What is _your_ opinion? What are you looking for opinions on (legitimacy, expertise, etc)?


----------



## Hatsie (Jun 11, 2014)

A quick look at the web page lets us see its a Skh type dojo, there is a 9 yr old black belt, their promoting a 'blades of light' seminar by mr Hayes. The dojo is also a Commercially run, full time business.

   What thoughts do these insights ignite in your mind?  Excitement and interest? Fight or flight? Involuntary spasms of the diaphragm causing loud bursts of laughter?

   I'm sure hundreds of people love the place, others will never know as they wouldn't touch it with a fifty foot pole, but it's your choice.... Are you into bushy beards and golden gowns? 'Fes up'


----------



## jks9199 (Jun 11, 2014)

BlazeLeeDragon said:


> The Dojo, Mason, OH
> 
> Anyone know anything about this dojo or it's instructor? Would be curious to here opinions.



As an outsider with a bit of knowledge about the systems -- I see one thing that would give me pause:


> As long-time students of both Soke Masaaki Hatsumi, An-Shu Hayes, and  many other Japanese teachers, we continue to evolve and succeed.



My understanding is that Hatsumi has made it quite clear that Hayes has gone his own way, and that students are either members of the Bujinkan or students of Hayes -- but not both.  I found it interesting that while looking at several pages -- I didn't see this dojo claim direct affiliation with either the Bujinkan or Hayes's Toshindo.  They are advertising a seminar with Hayes, for what that's worth.  

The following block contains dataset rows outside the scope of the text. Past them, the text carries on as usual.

PR #274, opened 2026-08-31
fix: make coordinator identity explicit

lifeofgurpreet:
## Summary

- separate the physical coordinator checkout from its canonical Agent Mail project key
- require an explicit `coordinator bootstrap` step that persists one exact `program=ntm`, `model=coordinator` sender/token and exact live pane bindings
- make status/run/digest/conflict dispatch fail closed when coordinator state is absent; ignore unbound, cross-project, and recycled-PID panes
- launch native controllers only in a new detached window, never into an existing pane with index 1

`auto_register` remains unchanged and disabled by operator policy. Bootstrap never creates pane identities, and `--dry-run` returns before coordinator registration or state writes.

## Focused proof

- `env -u AGENT_MAIL_URL -u AGENT_MAIL_TOKEN go test ./internal/agentmail ./internal/coordinator`
- `env -u AGENT_MAIL_URL -u AGENT_MAIL_TOKEN go test ./internal/cli -run "Controller|Coordinator" -count=1`
- `git diff --check`

The controller regression test models existing `%44` and `%51` panes/PIDs and proves only a newly returned pane ID is accepted. Coordinator tests prove strict sender/token persistence, exact five-pane import, cross-project `%66` rejection, unbound/recycled-PID skipping, and fail-closed loading.

## Operational boundary

No live tmux session, coordinator process, Agent Mail identity, network setting, or file permission was changed while preparing this PR.

### DIFF
--- a/internal/agentmail/coordinator_state.go
+++ b/internal/agentmail/coordinator_state.go
@@ -1,0 +1,155 @@
+package agentmail
+
+import (
+	"encoding/json"
+	"fmt"
+	"os"
+	"path/filepath"
+	"strings"
+	"time"
+
+	"github.com/Dicklesworthstone/ntm/internal/util"
+)
+
+const coordinatorStateVersion = 1
+
+// CoordinatorIdentity is the durable Agent Mail sender used by the NTM
+// coordinator. The registration token is intentionally persisted in the
+// same mode-0600 session artifact as the identity; dispatch never invents a
+// sender or silently registers one.
+type CoordinatorIdentity struct {
+	AgentName         string `json:"agent_name"`
+	RegistrationToken string `json:"registration_token"`
+	Program           string `json:"program"`
+	Model             string `json:"model"`
+}
+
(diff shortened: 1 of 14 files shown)


Dicklesworthstone:
Thanks @lifeofgurpreet — you're right that coordinator identity was genuinely broken: the hard-coded `NTM-Coordinator` sender was never a registered Agent Mail identity, so the server rejected mail and claims made under it.

Per this repo's policy outside PRs aren't merged directly, and the fix landed via a lighter-weight route than a mandatory bootstrap step: in c79cc100 the coordinator now registers (or reuses) a server-generated session identity via `RegisterSessionAgent` at first use — the same identity `ntm spawn` registers — persisting the name and registration token so later processes re-claim it; the legacy literal survives only as the offline last resort. This keeps `coordinator status`/`digest`/`run` working with zero setup while sending under a real registered identity.

Two ideas from this PR are being taken forward separately: the detached-controller-window pattern and the stale-pane-binding validation. Closing with thanks — the diagnosis was on the money.

PR #575, opened 2023-06-01
sys: string: Add missing stuff

michaelwright235:
Adds `CFStringCompareFlags` constants, `CFStringEncoding` constants. Implements `CFStringNormalizationForm` type and its constants. Adds missing functions of `CFString` (they're sorted in Apple docs order) and implements `CFMutableStringRef` with its corresponding functions.


jrmuizel:
b742606a5c1e063ae5b2b23ecb05c017ea5a7bfc broke semver on core-foundation because UniChar is not exported by string.rs anymore.

michaelwright235:
@jrmuizel According to CFBase.h this type should belong to `base` module, so I've moved it there. It's a common type used by multiple modules. If it breaks semver I can revert this back.

PR #581, opened 2023-06-06
Fix compilation warnings

michaelwright235:
We get a couple of warnings during compilation, so I've fixed them.

### DIFF
--- a/core-graphics/src/event.rs
+++ b/core-graphics/src/event.rs
@@ -505,7 +505,7 @@ impl<'tap_life> CGEventTap<'tap_life> {
                     callback_ref: Box::from_raw(cbr),
                 })
             } else {
-                Box::from_raw(cbr);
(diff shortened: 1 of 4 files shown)


core-graphics/src/event.rs
```diff
@@ -505,7 +505,6 @@ impl<'tap_life> CGEventTap<'tap_life> {
                     callback_ref: Box::from_raw(cbr),
                 })
             } else {
-                Box::from_raw(cbr);
```
jdm, line 508: This is not useless; it prevents memory being leaked. We could assign it to _ if that makes the warning go away.

jdm (approved):

core-graphics/src/event.rs
michaelwright235: Yes, it'll make it go way. I'll change it.

PR #606, opened 2023-06-21
Bump core-foundation-sys to 0.9.0

michaelwright235:
A lot of stuff has been added since the last version, a minor version needs to be bumped.

### DIFF
--- a/core-foundation-sys/Cargo.toml
+++ b/core-foundation-sys/Cargo.toml
@@ -3,7 +3,7 @@ name = "core-foundation-sys"
 description = "Bindings to Core Foundation for macOS"
 homepage = "https://github.com/servo/core-foundation-rs"
 repository = "https://github.com/servo/core-foundation-rs"
-version = "0.8.4"
+version = "0.9.0"
 authors = ["The Servo Project Developers"]
 license = "MIT OR Apache-2.0"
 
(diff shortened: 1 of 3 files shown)


jrmuizel:
Are there actual semver breaks that requiring going to 0.9.0 vs 0.8.5? The semver CI suggests that 0.8.5 should be fine.

michaelwright235:
The only thing I concern of is this [3478886](https://github.com/servo/core-foundation-rs/pull/588/commits/34788869ec212947991ef6ba7938730c60a112a4)

michaelwright235:
@jrmuizel Should we bump the version to 0.8.5 then?

jrmuizel:
I wonder if the best thing to do here is to use conditional compilation to have both the right and wrong version of `CFComparatorFunction` and then when enough semver breaking stuff has accumulated we make the call and switch to 0.9 and remove the 0.8 code.

madsmtm:
I think that this kind of thing would constitute "acceptable breakage", since it is a bug fix for something that was clearly unsound before.

Do we have examples of dependencies that actually use the original function, that would be broken by this change?

jrmuizel:
> I think that this kind of thing would constitute "acceptable breakage", since it is a bug fix for something that was clearly unsound before, and someone getting a build error if they end up depending on this would be a good thing, since it could potentially be a security issue.

Yeah, I'm mostly convinced by this argument.

> Do we have examples of dependencies that actually use the original function, that would be broken by this change?

I did a quick check and didn't find anything.

Let's go with 0.8.5 and we can always pull it if someone complains about actual breakage.

michaelwright235:
I've created a separate #607 to bump the version to 0.8.5.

Edit to add:  Looked a little further.  It's clear that they're following Hayes's line.  

That said -- I'm not saying whether the place is good, bad, or indifferent. I can't.  Go, visit.  Take a sample class.  See how you like it, see if it fits, see if it makes sense for you.


----------



## Tony Dismukes (Jun 12, 2014)

Hmm - the chief instructor holds a teaching license under Steve Hayes and a lower rank in the Bujinkan. From reading all the info scattered throughout the site, it appears that he is trying to maintain (or claim) connections with both and teach a blended Bujinkan/Toshindo curriculum.

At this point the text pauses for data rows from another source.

PR #608, opened 2023-06-30
feat: add link feature

crowlKats:
The reason for this is that weak linking required for Deno to bring back webgpu support, and as we use the wgpu crate which depends on core-foundation, this feature flag needs to be added to core-foundation as well, as we are not going to be building with nightly or unstable rust features.

### DIFF
--- a/cocoa/Cargo.toml
+++ b/cocoa/Cargo.toml
@@ -15,8 +15,13 @@ default-target = "x86_64-apple-darwin"
 block = "0.1"
 bitflags = "1.0"
 libc = "0.2"
-cocoa-foundation = { path = "../cocoa-foundation", version = "0.1" }
-core-foundation = { path = "../core-foundation", version = "0.9" }
-core-graphics = { path = "../core-graphics", version = "0.23" }
+cocoa-foundation = { default-features = false, path = "../cocoa-foundation", version = "0.1" }
+core-foundation = { default-features = false, path = "../core-foundation", version = "0.9" }
+core-graphics = { default-features = false, path = "../core-graphics", version = "0.23" }
 foreign-types = "0.5"
 objc = "0.2.3"
+
+[features]
+default = ["link"]
+# Disable to manually link. Enabled by default.
+link = ["core-foundation/link", "cocoa-foundation/link", "core-graphics/link"]
--- a/cocoa-foundation/Cargo.toml
+++ b/cocoa-foundation/Cargo.toml
@@ -15,6 +15,12 @@ default-target = "x86_64-apple-darwin"
 block = "0.1"
 bitflags = "1.0"
 libc = "0.2"
-core-foundation = { path = "../core-foundation", version = "0.9" }
-core-graphics-types = { path = "../core-graphics-types", version = "0.1" }
+core-foundation = { default-features = false, path = "../core-foundation", version = "0.9" }
+core-graphics-types = { default-features = false, path = "../core-graphics-types", version = "0.1" }
 objc = "0.2.3"
+
+[features]
+default = ["link"]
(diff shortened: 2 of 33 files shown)


jrmuizel:
Could you elaborate a bit more the context for this change?

crowlKats:
As I have stated, this is necessary for Deno. This is because the WebGPU implementation was removed due to static linking causing massive startup time issues, and as the usage of said web API is not quite common yet, we decided to temporarily remove the implementation. Now we are looking into bringing WebGPU back into Deno, and to do that we need to weak link frameworks. We have started doing this already in the gfx-rs repos (https://github.com/gfx-rs/metal-rs/pull/271, https://github.com/gfx-rs/wgpu/pull/3853, https://github.com/gfx-rs/wgpu/pull/3897), and the main & remaining frameworks used are coming from core-foundation.

jrmuizel:
I still don't understand. Perhaps this is me not understanding what exactly`#[link]` does. How are the symbols resolved without it?

Also, macOS doesn't support statically linking against the system libraries so I don't understand what you mean when you say static linking caused a massive startup time issues.

littledivy:
Hey @jrmuizel 

With #[link], macOS will always load the framework at startup (dyld). We want to use [`-weak_framework`](https://developer.apple.com/library/archive/documentation/MacOSX/Conceptual/BPFrameworks/Concepts/WeakLinking.html) to avoid this behaviour and save some startup time.

cocoa/Cargo.toml
```diff
@@ -20,3 +20,8 @@ core-foundation = { path = "../core-foundation", version = "0.9" }
 core-graphics = { path = "../core-graphics", version = "0.23" }
 foreign-types = "0.5"
 objc = "0.2.3"
+
+[features]
+default = ["link"]
+# Use static linking for frameworks. Disale to manually link. Enabled by default.
```
littledivy, line 26:
```suggestion
# Disable to manually link. Enabled by default.
```
Remove 'static linking'. Not the right word

madsmtm:
So ideally, I think we should work towards [having the option in the language](https://internals.rust-lang.org/t/support-for-macos-weak-linking/13796) (`#[link(name = "Foundation", kind = "weak_framework")]`), such that the linking could still be specified by the library.

But since that's a bit farther away, I think this is a fine stopgap solution.

crowlKats:
apologies for the delay. @jrmuizel I have squashed all the commits.

crowlKats:
@jrmuizel when can we expect new releases for the crates?

jrmuizel:
Which crates do you all need releases for?

crowlKats:
For now `core-graphics-types` would suffice, and we can wait for the other ones

crowlKats:
I see; would it be possible to then publish those as well, or is there some blocker?

crowlKats:
@jrmuizel I looked through the repo and that spot seems the only one (as all other packages depend on non-fully qualified semvers). I am not really sure I understand how the release system works for this repo though, so I might be missing something.

jrmuizel:
@crowlKats I made a new release of core-graphics-types

madsmtm:
I'll note that `weak_framework` is [recently](https://github.com/rust-lang/rust/pull/118448) possible on nightly:
```rust
#![feature(link_arg_attribute)]

#[link(name = "-weak_framework", kind = "link-arg", modifiers = "+verbatim")]
#[link(name = "CoreFoundation", kind = "link-arg", modifiers = "+verbatim")]
extern "C" {}
```

This works even if declared in a binary crate that depends on something that has the normal `#[link(name = "CoreFoundation", kind = "framework")]`.

Given that, maybe we should consider removing this feature again?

Based on the politics of the situation, I would not expect the school to have a good connection to Japan and the Bujinkan or to offer valid rank in the Bujinkan.

Based on watching the videos, I would say that their technical foundation is much more oriented towards Toshindo.

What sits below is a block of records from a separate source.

PR #612, opened 2023-07-07
Drop #[no_mangle] from cg_event_tap_callback_internal

jrmuizel:
This allows multiple versions of core-graphics to be linked into the same binaries without getting "duplicate symbol: cg_event_tap_callback_internal"


jrmuizel:
Previously the only major version that included this symbol was 0.22 now that 0.23 also has it we're much more likely to get in trouble.

PR #616, opened 2023-07-11
Enable merge queue

mukilan:


.github/workflows/rust.yml
```diff
@@ -39,7 +41,7 @@ jobs:
     - name: Run tests
       run: cargo test --verbose
   build_result:
-    name: homu build finished
+    name: Result
     runs-on: ubuntu-latest
     needs:
```
mukilan, line 46: Do we need to include the other jobs(msrv & semver) here in 'needs' clause?

mrobinson: Yeah, it looks like we might need that.

mrobinson (approved):

PR #621, opened 2023-07-25
Allow to build against bitflags 2.x

glandium:


glandium:
Mmm as this changes the traits derived for the public types, this doesn't quite work.

PR #623, opened 2023-07-29
ci: Remove Travis configs.

waywardmonkeys:
These haven't been used in a year. Also, change the build status badges to point to GitHub Actions.


jrmuizel:
I'd actually like to get travis running again because it supports older versions of macOS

If you live in the area and are interested in Toshindo, you can visit the school and see if you like it. I'm not particularly impressed with the technique they demonstrate in their videos, but you have no reason to trust my judgment. I've been out of the Bujinkan for 20 years and have gone a very different direction in my training. Check it out for yourself.


----------



## chris66 (Jun 23, 2015)

Two of my friends trained there and left other systems to train there because they said it was the best around the tri-state.  Master there has I think 250 plus students?  He is legit and they say highly respected in all circles.  Cincinnati Aikido is also good.  My friends said that dojo is really good and the chief sensei stays out of politics and is friends with both Hayes and the Bujinkan...that is a lesson in itself.  He is also the guy who does all the music for budovideos.com martial arts dvds.


----------



## Taekwondoguy (Aug 25, 2015)

Ryotoshi (Toshi warrior name?) Norcross has been around since the mid-eighties.  Started with Hayes in the barn dojo days (86?).  Trained with Jim Husfelt, Mark Davis in Boston, Hatsumi Soke, Manaka and Tanemura, and Hayes since 88.  8th dan? Awesome dojo!


----------



## Art M. (Aug 7, 2017)

Norcross is legit.  He has a large following on you tube online.  Last I knew like 300 students in Midwest area.  hachidan? I met him once at a Tai Kai in DC in '92-93? He teaches in Indiana sometimes.  I went to a class and he is very good teacher. Student of Hayes, Hatsumi and Cousergue?  Big guy and one of the quickest swordsman I have seen in the U.S.


----------



## Art M. (Aug 14, 2018)

I saw a picture of him in Japan with Hatsumi recently teaching sword.  Bujinkan Shihan? No B.S. like others claiming to be "ninja".
They have seminars at his school a lot if you like weapons and self defense.


----------



## Bujinkami (Apr 13, 2019)

Todd Ryotoshi Norcross is the Master there.  I met him in Japan after class with Soke Hatsumi.  Hung out a bit on the walk from the train station.  Awesome guy and very dedicated and down to earth.  Lives and has dojo in Cincinnati, Ohio.  He has a bunch of DVD's out on Ninjutsu, weapons, Sword, Hanbo, Bo.  I have eight of them and they are really detailed and good.  Got them on Ebay.  Not a bujinkan dojo but a hybrid? Good stuff if you like mix of  modern Gendai and old Koryu.  dojoinc.com


----------



## Johnsamurai (Apr 25, 2019)

Sensei Norcross is a great taijutsu and weapons teacher.  He has amazing depth like japanese.  Highly recommend training with him if you are lucky enough to live in Cincinnati area.


----------